TORONTO, Ont.
Canada’s leading franchised specialty coffee retailer last week unveiled a national television campaign promoting eight specialty teas.
A television spot by Mississauga-based Second Cup Ltd. highlights eight colorful new whole leaf teas and tisanes served in poly pyramid bags at the company’s 360 cafes.
"We are proud to offer a more premium, better tasting tea that is sustainably resourced while contributing to a better customer experience," says Stacey Mowbray, President and CEO of Second Cup.
"Our company has fully embraced the opportunity to align our teas to the same quality standards of our brewed coffee. We are confident that our new line will reinvigorate tea sales,” says Mowbray.
Tea sales are under-indexed according to the company which reported $25.2 million in 2010 revenue and will open 25-30 new cafes in 2011.
Specialty tea consumption has climbed quickly and is broad-based enough to justify the expense of 15-second commercials, says Patrick Russell, Product Developer and the blender responsible for “rejuvenating” the tea platform.
Second Cup has changed its tea platform three times since the early 1990s in what Russell describes as a “natural progression from CTC in paper bags to a private label program and then whole leaf.” The latest offerings are Rainforest Alliance certified and conform to the Ethical Tea Partnership guidelines, says Russell.
“Recent research suggests that the average Canadian drinks two coffees a day, but also drinks one tea, and that 44 percent of people here had tea yesterday,” says Russell.
Tea is a good fit for a coffee shop, he says. “In addition to shared consumption, there is an obvious and strong movement towards tea drinking and experimentation. This is in part driven by the association of tea with health messaging, changing demographics, (including an aging baby boom generation) and an increase in new customers that come from traditional tea consuming countries,” says Russell.
Tea Pedigree |
“These forces have joined with a growing demand for small luxuries in life that resonate with personal demands for healthy natural products which is why our super premium tea offerings are the perfect fit,” says Russell who spent a year selecting the teas and supporting the development of a company-wide training program to make sure the bag-in service includes an opportunity for associates to answer customer questions.
Canada is a nation of hot tea drinkers and home to several fast-growing tea retail chains. Canadians drank 380 million foodservice servings of hot tea last year. Sixty percent of the population drinks tea, averaging 6.6 cups per week with almost 30 percent steeping more than 15 cups per week. The specialty category enjoys 3.5 percent growth according to NPD Group/CREST®.
“The tea is the hero in this campaign. Not people enjoying tea — the teas themselves,” Russell says proudly. “It took a year to get it right and it is something we are all behind,” he says. The commercials air for six weeks. The company simultaneously launched a Facebook, YouTube and Twitter campaign and will make extensive use of social media promotions. The program features extensive in-store supporting materials.
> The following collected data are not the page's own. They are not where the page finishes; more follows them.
PR #769, opened 2023-01-01
CORE-8108 Add `SignatureSpec` field to `DigitalSignatureMetadata`

kyriathar:
- adds `SignatureSpec` field to `DigitalSignatureMetadata`.
- marks `SignatureSpec` as `CordaSerializable`.

runtime-os PR: [#2873](https://github.com/corda/corda-runtime-os/pull/2873)

### DIFF
--- a/crypto/src/main/kotlin/net/corda/v5/crypto/ParameterizedSignatureSpec.kt
+++ b/crypto/src/main/kotlin/net/corda/v5/crypto/ParameterizedSignatureSpec.kt
@@ -1,6 +1,5 @@
 package net.corda.v5.crypto
 
-import net.corda.v5.base.annotations.CordaSerializable
 import java.security.spec.AlgorithmParameterSpec
 
 /**
--- a/crypto/src/main/kotlin/net/corda/v5/crypto/ParameterizedSignatureSpec.kt
+++ b/crypto/src/main/kotlin/net/corda/v5/crypto/ParameterizedSignatureSpec.kt
@@ -1,5 +1,6 @@
 package net.corda.v5.crypto
 
+import net.corda.v5.base.annotations.CordaSerializable
 import java.security.spec.AlgorithmParameterSpec
 
 /**
@@ -14,6 +15,7 @@ import java.security.spec.AlgorithmParameterSpec
  * When used for signing the [signatureName] must match the corresponding key scheme, e.g. you cannot use
  * "SHA256withECDSA" with "RSA" keys.
  */
+@CordaSerializable
 class ParameterizedSignatureSpec(
     signatureName: String,
     val params: AlgorithmParameterSpec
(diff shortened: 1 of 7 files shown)


crypto/src/main/kotlin/net/corda/v5/crypto/ParameterizedSignatureSpec.kt
```diff
@@ -14,6 +15,7 @@ import java.security.spec.AlgorithmParameterSpec
  * When used for signing the [signatureName] must match the corresponding key scheme, e.g. you cannot use
  * "SHA256withECDSA" with "RSA" keys.
  */
+@CordaSerializable
 class ParameterizedSignatureSpec(
     signatureName: String,
     val params: AlgorithmParameterSpec
```
kyriathar: The instantiations of `ParameterizedSignatureSpec` we offer in:

https://github.com/corda/corda-api/blob/9cd61de16677a712fdebe41e2824ed46e6e4df78/crypto/src/main/kotlin/net/corda/v5/crypto/SignatureSpec.kt#L50

are using `PSSParameterSpec` as `AlgorithmParameterSpec`. Thanks to custom serializers for `AlgorithmParameterSpec`, `PSSParameterSpec` and `MGF1ParameterSpec` provided in complement runtime-os PR: https://github.com/corda/corda-runtime-os/blob/7f7e92a7ceb699eb6aae79679ad5214a39b23e6b/libs/serialization/serialization-amqp/src/main/kotlin/net/corda/internal/serialization/amqp/custom/ParameterizedSignatureSpecSerializers.kt

our  instantiations of `ParameterizedSignatureSpec` are `CordaSerializable`. However, if users instantiate their own `ParameterizedSignatureSpec` using some other implementation of `AlgorithmParameterSpec` then corda serializability will break. The way it currently is they could still go and define a custom serializer for that other `AlgorithmParameterSpec` implementation and it would work. But I believe once marked `CordaSerializable` it should always be corda serializable?

In our crypto codebase, in terms of  `ParameterizedSignatureSpec.params` we seem to only be expecting to find `PSSParameterSpec` as `AlgorithmParameterSpec`. Should we be therefore changing `params` to be `PSSParameterSpec`? Even then though `PSSParameterSpec.mgfSpec` is of type `AlgorithmParameterSpec` and we end up with the same above issue. @mnesbit could you please advice? Perhaps we could provide a copy type of our own holding the types we actually use i.e. a type to hold `PSSParameterSpec` info with `MGF1ParameterSpec` in place of `PSSParameterSpec.mgfSpec`?

mnesbit: We can't allow custom signature algorithms (beyond the ability of some algorithms to support a plugabble hash i.e. for ECDSA and RSA) so I think I am OK with this being only available for in-house platform supported algorithms. If we think we can't do custom hash+ECDSA with SignatureSpec then we would be best to make the algorithm parameters a MAP<String,String> to ensure flexibility and evolution support.

mnesbit (dismissed):
ok

kyriathar:
Registered [CORE-9662](https://r3-cev.atlassian.net/browse/CORE-9662) for offering signature specs via a factory API to users.  

[CORE-9662]: https://r3-cev.atlassian.net/browse/CORE-9662?atlOrigin=eyJpIjoiNWRkNTljNzYxNjVmNDY3MDlhMDU5Y2ZhYzA5YTRkZjUiLCJwIjoiZ2l0aHViLWNvbS1KU1cifQ

dickon (approved):
LGTM (mostly going on Matthew's review)

driessamyn (approved):
LGTM

PR #770, opened 2023-01-03
CORE-8868: Add Holding identity to the Gateway TLS certificates

yift-r3:
Runtime PR in https://github.com/corda/corda-runtime-os/pull/2846

This change adds the holding identity to the Gateway TLS certificates (to be used as client certificates)

### DIFF
--- a/data/avro-schema/src/main/resources/avro/net/corda/data/p2p/GatewayTlsCertificates.avsc
+++ b/data/avro-schema/src/main/resources/avro/net/corda/data/p2p/GatewayTlsCertificates.avsc
@@ -9,6 +9,11 @@
       "type": "string"
     },
     {
+      "doc": "The holding identity that the certificate belongs to",
+      "name": "holdingIdentity",
+      "type": "net.corda.data.identity.HoldingIdentity"
+    },
+    {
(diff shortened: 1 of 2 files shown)


data/avro-schema/src/main/resources/avro/net/corda/data/p2p/GatewayTlsCertificates.avsc
```diff
@@ -8,6 +8,11 @@
       "name": "tenantId",
       "type": "string"
     },
+    {
+      "doc": "The holding identity that the certificate belongs to",
```
dimosr: maybe better to say here "that the certificate is used by"?

Since the certificate can be a cluster-level certificate, shared by many vnodes (i.e. not really belonging to any of them specifically).

dimosr: ~Should we also have a field indicating if it's a client or server certificate?~

actually scratch the second comment, IIRC I think we decided to have a single certificate for now.

dimosr (dismissed):

dimosr (approved):

PR #775, opened 2023-01-04
CORE-8374 Remove default argument in `MerkleTreeFactory`

lankydan:


vlajos (dismissed):
I think there are some plans to use OSGI to find the the hash digest providers like with the serialisers, but I think this change is still useful.

blsemo (approved):
LGTM

PR #776, opened 2023-01-04
CORE-9012 Use custom Avro type for response to FindUnconsumedStatesByType

mbrkic-r3:
- Added avro messages for ledger transaction outputs

### DIFF
--- a/data/avro-schema/src/main/resources/avro/net/corda/data/ledger/persistence/TransactionOutput.avsc
+++ b/data/avro-schema/src/main/resources/avro/net/corda/data/ledger/persistence/TransactionOutput.avsc
@@ -1,0 +1,28 @@
+{
+  "type": "record",
+  "name": "TransactionOutput",
+  "doc": "Transaction output data of signed transaction.",
+  "namespace": "net.corda.data.ledger.persistence",
+  "fields": [
+    {
+        "name": "id",
+        "type": "string",
+        "doc": "The transaction ID, derived from the root hash of its Merkle tree"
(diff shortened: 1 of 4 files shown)


data/avro-schema/src/main/resources/avro/net/corda/data/ledger/persistence/TransactionOutput.avsc
```diff
@@ -0,0 +1,28 @@
+{
+  "type": "record",
+  "name": "TransactionOutput",
+  "doc": "Transaction output data of signed transaction.",
+  "namespace": "net.corda.data.ledger.persistence",
+  "fields": [
+    {
+        "name": "id",
+        "type": "string",
```
vlajos: Would not be net.corda.data.crypto.SecureHash better for this?

mbrkic-r3: I've kept it consistent with types we used so far (e.g. as in https://github.com/corda/corda-api/blob/release/os/5.0/data/avro-schema/src/main/resources/avro/net/corda/data/ledger/persistence/FindTransaction.avsc)

vlajos:
I think we should add utxo somewhere to the name/package.
These are quite UTXO specific.

mbrkic-r3:
> I think we should add utxo somewhere to the name/package. These are quite UTXO specific.

renamed

vlajos (approved):

PR #779, opened 2023-01-06
CORE-7995 Make sign and verify operation APIs more symmetric 

kyriathar:
- adds verify overload taking `DigitalSignature` instead of `ByteArray` as the signature to be more symmetric with sign operation which returns `DigitalSignature.WithKey` (extends `DigitalSignature`).

runtime-os PR: [#2875](https://github.com/corda/corda-runtime-os/pull/2875)

### DIFF
--- a/application/src/main/kotlin/net/corda/v5/application/crypto/DigitalSignatureVerificationService.kt
+++ b/application/src/main/kotlin/net/corda/v5/application/crypto/DigitalSignatureVerificationService.kt
@@ -28,5 +28,18 @@ interface DigitalSignatureVerificationService {
      */
     fun verify(publicKey: PublicKey, signatureSpec: SignatureSpec, signatureData: ByteArray, clearData: ByteArray)
 
+    /**
+     * Verifies a digital signature by using [signatureSpec].
+     * Always throws an exception if verification fails.
+     *
+     * @param publicKey The signer's [PublicKey].
+     * @param signatureSpec The signature spec.
+     * @param signature The signature on a message.
+     * @param clearData The clear data/message that was signed (usually the Merkle root).
+     *
+     * @throws CryptoSignatureException If verification of the digital signature fails.
+     * @throws IllegalArgumentException If the signature scheme is not supported or if any of the clear or signature
+     * data is empty.
+     */
     fun verify(publicKey: PublicKey, signatureSpec: SignatureSpec, signature: DigitalSignature, clearData: ByteArray)
 }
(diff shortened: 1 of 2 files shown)


application/src/main/kotlin/net/corda/v5/application/crypto/DigitalSignatureVerificationService.kt
```diff
@@ -26,4 +27,6 @@ interface DigitalSignatureVerificationService {
      * data is empty.
      */
     fun verify(publicKey: PublicKey, signatureSpec: SignatureSpec, signatureData: ByteArray, clearData: ByteArray)
+
```
mnesbit, line 31: Needs doc comments. Signature is fine

application/src/main/kotlin/net/corda/v5/application/crypto/DigitalSignatureVerificationService.kt
```diff
@@ -26,4 +27,6 @@ interface DigitalSignatureVerificationService {
      * data is empty.
      */
     fun verify(publicKey: PublicKey, signatureSpec: SignatureSpec, signatureData: ByteArray, clearData: ByteArray)
```
mnesbit, line 30: clearData is a terrible name. Perhaps dataBeingVerified, or originalData ?

application/src/main/kotlin/net/corda/v5/application/crypto/DigitalSignatureVerificationService.kt
kyriathar: kDoc added

application/src/main/kotlin/net/corda/v5/application/crypto/DigitalSignatureVerificationService.kt
kyriathar: Changed to `originalData`. 

Also did some parameters re-ordering to hopefully make it a bit more intuitive. I understand it should be replacing the other overload so it should be ok? It is now also more consistent with: 

`fun sign(bytes: ByteArray, publicKey: PublicKey, signatureSpec: SignatureSpec): DigitalSignature.WithKey`

Otherwise I will revert it.

kyriathar: Parameters order agreed offline. Also registered [CORE-9332](https://r3-cev.atlassian.net/browse/CORE-9332) to align existing `verify` overload with the one added now.

mnesbit (approved):
LGTM

PR #809, opened 2023-01-24
CORE-7276 argumentless sign

vlajos:
CORE-7276 Remove toSignedTransaction(PublicKey)s from TxBuilders

Runtime-os: https://github.com/corda/corda-runtime-os/pull/2981

### DIFF
--- a/ledger/ledger-consensual/src/main/kotlin/net/corda/v5/ledger/consensual/transaction/ConsensualTransactionBuilder.kt
+++ b/ledger/ledger-consensual/src/main/kotlin/net/corda/v5/ledger/consensual/transaction/ConsensualTransactionBuilder.kt
@@ -3,6 +3,7 @@ package net.corda.v5.ledger.consensual.transaction
 import net.corda.v5.base.annotations.DoNotImplement
 import net.corda.v5.ledger.consensual.ConsensualState
 import net.corda.v5.base.annotations.Suspendable
+import net.corda.v5.base.exceptions.CordaRuntimeException
 
 /**
  * Defines a builder for [ConsensualSignedTransaction]s.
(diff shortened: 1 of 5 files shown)


MrMatthewLayton (approved):
LGTM

MrMatthewLayton (dismissed):

MrMatthewLayton (approved):
LGTM

lankydan (approved):

ledger/ledger-consensual/src/main/kotlin/net/corda/v5/ledger/consensual/transaction/ConsensualTransactionBuilder.kt
```diff
@@ -38,24 +38,8 @@ interface ConsensualTransactionBuilder {
      *
      * @throws IllegalStateException when called a second time on the same object to prevent
      *      unintentional duplicate transactions.
+     * @throws CordaRuntimeException if none of the required keys are available to sign the transaction.
```
kyriathar, line 41: Feels like this should be of a more specific exception type? (Also doesn't feel like a runtime one)

kyriathar (approved):
Only a minor comment otherwise LGTM

ledger/ledger-consensual/src/main/kotlin/net/corda/v5/ledger/consensual/transaction/ConsensualTransactionBuilder.kt
vlajos: I am a bit uncertain about this one.
We should not have SignedTxs without signatures.
But the TransactionSIgnature service should not fail if there are no keys. That can just return an empty list.
So I ended up testing if any signatures were generated in the SignedTxFactories and throwing this exception if there were none.

PR #811, opened 2023-01-25
CORE-9382 Retries when CPKs not available

mbrkic-r3:
Added Avro record `VerifyContractsRequestRedelivery` as redelivery state of `VerifyContractsRequest` for implementing retries when CPKs required by Verification Sandbox are not available.


mbrkic-r3:
This is not needed anymore as it was decided that retries will be implemented using transient exceptions.

PR #812, opened 2023-01-25
CORE-9631: New APIs for addSignatories and receiveFinality

MrMatthewLayton:
Added `vararg` overload for `addSignatories` to `UtxoTransactionBuilder`, and added overload for `receiveFinality` which does not require a `UtxoTransactionValidator` where transaction checking is not required.

### DIFF
--- a/ledger/ledger-utxo/src/main/kotlin/net/corda/v5/ledger/utxo/UtxoLedgerService.kt
+++ b/ledger/ledger-utxo/src/main/kotlin/net/corda/v5/ledger/utxo/UtxoLedgerService.kt
@@ -4,12 +4,12 @@ import net.corda.v5.application.messaging.FlowSession
 import net.corda.v5.base.annotations.DoNotImplement
 import net.corda.v5.base.annotations.Suspendable
 import net.corda.v5.crypto.SecureHash
-import net.corda.v5.ledger.utxo.transaction.filtered.UtxoFilteredTransaction
-import net.corda.v5.ledger.utxo.transaction.filtered.UtxoFilteredTransactionBuilder
 import net.corda.v5.ledger.utxo.transaction.UtxoLedgerTransaction
 import net.corda.v5.ledger.utxo.transaction.UtxoSignedTransaction
-import net.corda.v5.ledger.utxo.transaction.UtxoTransactionValidator
 import net.corda.v5.ledger.utxo.transaction.UtxoTransactionBuilder
+import net.corda.v5.ledger.utxo.transaction.UtxoTransactionValidator
+import net.corda.v5.ledger.utxo.transaction.filtered.UtxoFilteredTransaction
+import net.corda.v5.ledger.utxo.transaction.filtered.UtxoFilteredTransactionBuilder
 
 /**
  * Defines UTXO ledger services.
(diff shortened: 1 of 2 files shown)


ledger/ledger-utxo/src/main/kotlin/net/corda/v5/ledger/utxo/UtxoLedgerService.kt
```diff
@@ -98,10 +98,19 @@ interface UtxoLedgerService {
...
+     * Verifies, signs and records a [UtxoSignedTransaction].
+     *
+     * [receiveFinality] should be called in response to [finalize].
+     *
+     * @param session The [FlowSession] to receive the [UtxoSignedTransaction] from.
+     * @return The fully signed [UtxoSignedTransaction] that was received and recorded.
+     * @throws ContractVerificationException If the transaction failed contract verification.
+     */
+    @Suspendable
+    fun receiveFinality(session: FlowSession): UtxoSignedTransaction
```
vlajos, line 113: Could we highlight somehow that this method is not really supposed to be used generally and using this instead of the other similarly named one can lead to bad things.

lankydan: Yeah, I think that is a good idea. I understand the reasoning behind adding this overload but we shouldn't encourage people to use it. @blsemo and maybe @mattbradburyr3 thoughts?

blsemo: From reading the kDoc comments on this function and the following, I am not sure it's totally clear what the difference is - this clearly needs to be worked out in detail, i.e. that the one below (with a validator) allows you to apply business logic to an otherwise valid transaction to say you don't like its content.
Am I right in assuming that this new function is mainly for Java developers so they don't have to implement a no-op class implementing the `Validator` interface? Because for kotlin devs, I don't see why just adding a comment like 
"You can just pass `{}` as validator if there is not further business logic validation to be done on the transaction" would be good enough.

MrMatthewLayton: The issue I found was that instead of adding `{}` I saw a Kotlin implementation by one of our developers defined like this:

```kotlin
class Responder : SubFlow<UtxoSignedTransaction>, UtxoTransactionValidator {

    @Suspendable
    override fun call(session: FlowSession): SignedTransaction {
        return receiveFinality(session, this)
    }

    @Suspendable
    override fun checkTransaction(transaction: UtxoLedgerTransaction) {
    }
}
```

Using `{}` would obviously be clearer, but notice that the above code still isn't performing any additional checks. There are many cases where a responder needs to receive a transaction, but doesn't need to check anything.

Does Java/Kotlin offer any annotation which would raise an IDE warning to the developer; i.e. something like

```kotlin
@Warning("Maybe you want to check something in your transaction?")
fun receiveFinality(session: FlowSession) { ... }
```

Another interesting question - consider the following...

```kotlin
class ResponderFlow<UtxoSignedTransaction> : SubFlow<SignedTransaction>, UtxoTransactionValidator {

    @Suspendable
    override fun checkTransaction(transaction: UtxoLedgerTransaction) { ... }
```
`checkTransaction` here **is suspendable**

```kotlin
class ResponderFlow<UtxoSignedTransaction> : SubFlow<SignedTransaction>, UtxoTransactionValidator {

    @Suspendable
    override fun call(session: FlowSession) {
        return receiveFinality(session) {}
    }
```

Is `{}` suspendable here?

blsemo: `{}` doens't need to be suspendable - only functions that call other suspendable functions or actually suspend need to be suspendable.

MrMatthewLayton:
@vkolomeyko This won't get done, so closing this out.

Teas are priced regionally at $1.90 or $1.95 for any size, with both English Breakfast and Wildberry available as brewed iced tea. Extraction temperatures vary from 190- to 195-degrees depending on the hot water delivery system available in cafe. Preparation is no more laborious than other beverages and as such is not more costly in terms of labor, according to the company.
The firm’s 4,000 associates were trained to properly steep and serve these teas and to help customers migrate through the portfolio. They can all explain the basics, where the tea is from, what is different about the oxidation but they are not trained to the level of Canadian Tea Association sommeliers. “This all about guest service,” says Russell, “we make sure associates take into account our guest’s mood, energy and flavor preference when helping select what is right for them.”
The eight teas, a holiday blend and a tisane (described in detail at right) establish a baseline of quality, representing different families of tea, explains Russell. Blends are authentic but distinct. The breakfast tea blend, for example, contains expensive Darjeeling tea from India. The decaffeinated version uses the more expensive liquid CO2 method of extraction to avoid solvent residue. Teas are overwrapped in a foil sachet, 12 to a box. He prefers compostable bags to poly, says Russell, but pyramids made of plant-based materials didn’t seal reliably.
As to starring in the commercial, Russell admits “the blush factor is high, but we wanted to be able to tell the story from our perspective. My colleagues who appear in the spot really do talk about how excited we are about the teas we are bringing in.”
Additional teas will be added in the months ahead, says Russell, who is eager to add a white tea to the lineup. But, before he does, “we intend to listen closely to what the market will tell us,” he says.